Segment Open

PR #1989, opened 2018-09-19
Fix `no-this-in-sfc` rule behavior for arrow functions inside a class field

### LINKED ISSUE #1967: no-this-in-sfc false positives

Segment Closed

### What to do:
Line by line, please copy the listing exactly.

### Response box:
PR #1989, opened 2018-09-19
Fix `no-this-in-sfc` rule behavior for arrow functions inside a class field

### LINKED ISSUE #1967: no-this-in-sfc false positives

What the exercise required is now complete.